Optimizer Strength and Skill Characteristics
Table 5 shows that a stronger frontier optimizer (GPT-5.5) yields larger gains, but a target-matched optimizer still recovers 56–74% of the gain, confirming the loop's intrinsic value.
Table 6 and Figure 4 characterize the learned artifacts:
- Compact: Final skills range from 379 to 1,995 tokens.
- Edit-Economical: Gains come from only 1–4 accepted edits per benchmark.
- Procedural & Inspectable: Learned rules encode generalizable procedures (e.g., "Inspect workbook structure and formulas, then write evaluated static values...").
Theoretical and Practical Implications
- Skill as a Trainable State: The paper establishes a new paradigm where the skill document itself is the primary object of optimization, enabling controlled, reproducible adaptation for frozen agents.
- Harness-Agnostic Optimization: By separating the optimizer from the execution harness, SkillOpt provides a general-purpose adaptation layer applicable across diverse agent environments.
- Cost-Effective Deployment: The one-time training cost produces a compact, static artifact (
best_skill.md) that adds zero overhead at deployment and can be audited, edited, and reused. - Empirical Superiority: The comprehensive results demonstrate that systematic, validation-gated text-space optimization outperforms existing methods for skill/prompt improvement, especially on procedural tasks.
Conclusion
SkillOpt introduces a controlled text-space optimization loop for agent skills, applying deep-learning-style discipline (batches, learning rates, validation) to a natural-language artifact.
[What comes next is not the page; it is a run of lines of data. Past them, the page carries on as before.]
PR #561, opened 2025-02-19
fix: add ConfirmYourBid owner type

MrSltun:

This PR resolves []

### Description
This PR is a follow-up on #560
This PR adds `confirmYourBid` to cohesion as an owner type, to keep the tracking after the refactoring of the bid flow


xander-pero (approved):
🫡  aye looks good

artsyit:
:rocket: PR was released in [`v4.237.0`](https://github.com/artsy/cohesion/releases/tag/v4.237.0) :rocket:

PR #566, opened 2025-03-12
feat: add tracking data for long press and create alert

dariakoko:

This PR resolves [ONYX-1616]

### Description

Supports PRs https://github.com/artsy/eigen/pull/11653 (add long press tracking, fix Create Alert tracking) and https://github.com/artsy/eigen/pull/11657 (track progressive onboarding tooltips)

[ONYX-1616]: https://artsyproduct.atlassian.net/browse/ONYX-1616?atlOrigin=eyJpIjoiNWRkNTljNzYxNjVmNDY3MDlhMDU5Y2ZhYzA5YTRkZjUiLCJwIjoiZ2l0aHViLWNvbS1KU1cifQ


src/Schema/Events/ImpressionTracking.ts
```diff
@@ -82,6 +82,28 @@ export interface TooltipViewed {
...
+ *  ```
+ *  {
+ *    action: "tooltipViewed",
+ *    context_module: "newWorksForYouRail",
+ *    context_owner_type: "home",
+ *    type: "long-press-artwork-context-menu"
+ *  }
+ * ```
+ */
+export interface TooltipViewedApp {
```
olerichter00, line 100: I don't see the prefix `App` being used. Maybe we can just remove it 🤔 And because this is related to Onboarding, maybe we should add it to the name as well.

olerichter00 (commented):
Could also use the existing `tooltipViewed` event?

src/Schema/Events/ImpressionTracking.ts
dariakoko: `tooltipViewed` interface has some params that we don't eed to mention explicitly on eigen, also, it uses type PageOwnerType which is web specific.
I will rename the `TooltipViewedApp` interface

src/Schema/Events/index.ts
```diff
@@ -1573,6 +1575,10 @@ export enum ActionType {
    * Corresponds to {@link TooltipViewed}
    */
   tooltipViewed = "tooltipViewed",
+  /**
+   * Corresponds to {@link ProgressiveOnboardingTooltipViewed}
+   */
+  progressiveOnboardingTooltipViewed = "progressiveOnboardingTooltipViewed",
```
olerichter00, line 1581: Is this used anywhere? [ProgressiveOnboardingTooltipViewed](https://github.com/artsy/cohesion/pull/566/files#diff-2181c09c8693ccb9a0667bf93e9caf26546fa65a0f99a0002aca0e0dd44e8ad8R100) uses `tooltipViewed`.

dariakoko: omg i got confused with the setup. correct, it should not be there

artsyit:
:rocket: PR was released in [`v4.243.0`](https://github.com/artsy/cohesion/releases/tag/v4.243.0) :rocket:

It delivers state-of-the-art performance across a broad range of models, benchmarks, and execution environments. The resulting skills are compact, interpretable, and transferable, positioning them as a practical, weight-free domain adaptation layer for frontier agents.
Future directions include extending to skill libraries, preference-driven gates for open-ended tasks, and self-distillation of skills back into model weights.